We can create human-machine analytics solutions designed specifically to get businesses more and better answers, faster and continuously. In other words:
- Speed/Quantity — get more answers faster, by spending less time preparing data and more time analyzing it
- Quality — get better answers to questions, by finding and using more relevant data in analysis – not just what’s most obvious/familiar
- Repeatability — answer questions continuously by leaving customers with a reusable analytic infrastructure
Fortunately, a range of analytics solutions are emerging to give businesses some real options.

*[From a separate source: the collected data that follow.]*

PR #526, opened 2018-09-17
[MRG] MAINT: compatibility sklearn 0.20

glemaitre:
Make test pass with scikit-learn 0.20

### DIFF
--- a/tests/test_flows/test_flow.py
+++ b/tests/test_flows/test_flow.py
@@ -149,7 +149,7 @@ class TestFlow(TestBase):
         flow = openml.flows.sklearn_to_flow(clf)
         flow, _ = self._add_sentinel_to_flow_name(flow, None)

Data Preparation platforms from the likes of Informatica, OpenRefine and Tamr have evolved tremendously over the last few years, becoming faster, nimbler and lighter-weight than traditional ETL and Master Data Management solutions. These automated platforms help businesses embrace, not avoid, data variety by quickly pulling data from many more sources than was historically possible. As a result, businesses get faster and better answers to their questions, since so much valuable information resides in “long tail” data. To ensure both speed and quality of preparation and analysis, Tamr’s analytics solution pairs our automated Data Unification platform for discovering, organizing and unifying long tail data with the advice of business domain and data science experts.
Cataloging software like Enigma, Socrata and Tamr can identify much more of the data relevant for analysis. The success of my recommended Question First approach, of course, depends on whether you can actually find the data you need for answers. That’s a formidable challenge for enterprises in the Big Data Era, as IDC estimates that 90 percent of big data is “dark data”: data that has been processed and stored but is hard to find and rarely used for analytics. At Tamr, we’ve decided to offer our Catalog product — which quickly locates and inventories all data that exists in the enterprise regardless of type, platform, or source — as both a free downloadable application and a pivotal part of our overall analytics solution.
At Tamr, we’ve decided to take one additional step, designing a full-scale machine-driven, human-guided analytics solution that enables you to answer your questions quickly, accurately and repeatedly by conversing with your data:
- Ask the questions to be answered and specific data and analytics needed to answer those questions
- Find all relevant data available to answer the question
- Organize this data for analysis with unprecedented speed and accuracy [spend 20% vs. 80% of time on data prep]
- Analyze the organized data through a combination of Tamr solutions experts and software
- Answer questions continuously through infrastructures that are reusable even as the data changes
Our business domain and data science experts help businesses ask the right questions then shepherd the full analytics process, leveraging Tamr’s catalog/connect/consume software along the way. We then leave our customers with the data engineering infrastructure to update them continuously as the data changes.
As the Forbes/Teradata survey implies, collectively businesses and analytics providers have a substantial gap to close between “analytics-invested” and “data-driven.” If we follow the simple design vision of getting businesses more and better answers faster and leaving them the infrastructure to answer them continuously in the future, we’ll close that gap much faster than we’d think.